* Assignment *
Take the line with "Added cucumber hook" and the rest of the lines after it, to the end of the entries, and restate them exactly.

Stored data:

PR #137, opened 2015-12-03
closes AgileVentures/MetPlus_tracker#140

patmbolger:
Added cucumber hook @selenium - use that for tests that require response to a modal dialog (such as "Delete Agency Branch?").  This will use Selenium as the javascript driver.  (The default javascript driver is Poltergeist, but that driver has limitations with respect to modal dialog interaction).

Note that Selenium is *not* headless - it will cause the test to be run with a "head" in Firefox.


joaopapereira:
Looks good

PR #138, opened 2015-12-03
connects AgileVentures/MetPlus_tracker#139

amba178:
Did not know where input and label tags apply in the page in this context, but I have attached id to each tags as placeholder, '#putidhere' for now. I think it is good practice to put comment where these css stuff apply in the page whenever we create them.


joaopapereira:
Looks good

* Answer section *
Added cucumber hook @selenium - use that for tests that require response to a modal dialog (such as "Delete Agency Branch?").  This will use Selenium as the javascript driver.  (The default javascript driver is Poltergeist, but that driver has limitations with respect to modal dialog interaction).

Note that Selenium is *not* headless - it will cause the test to be run with a "head" in Firefox.


joaopapereira:
Looks good

PR #138, opened 2015-12-03
connects AgileVentures/MetPlus_tracker#139

amba178:
Did not know where input and label tags apply in the page in this context, but I have attached id to each tags as placeholder, '#putidhere' for now. I think it is good practice to put comment where these css stuff apply in the page whenever we create them.


joaopapereira:
Looks good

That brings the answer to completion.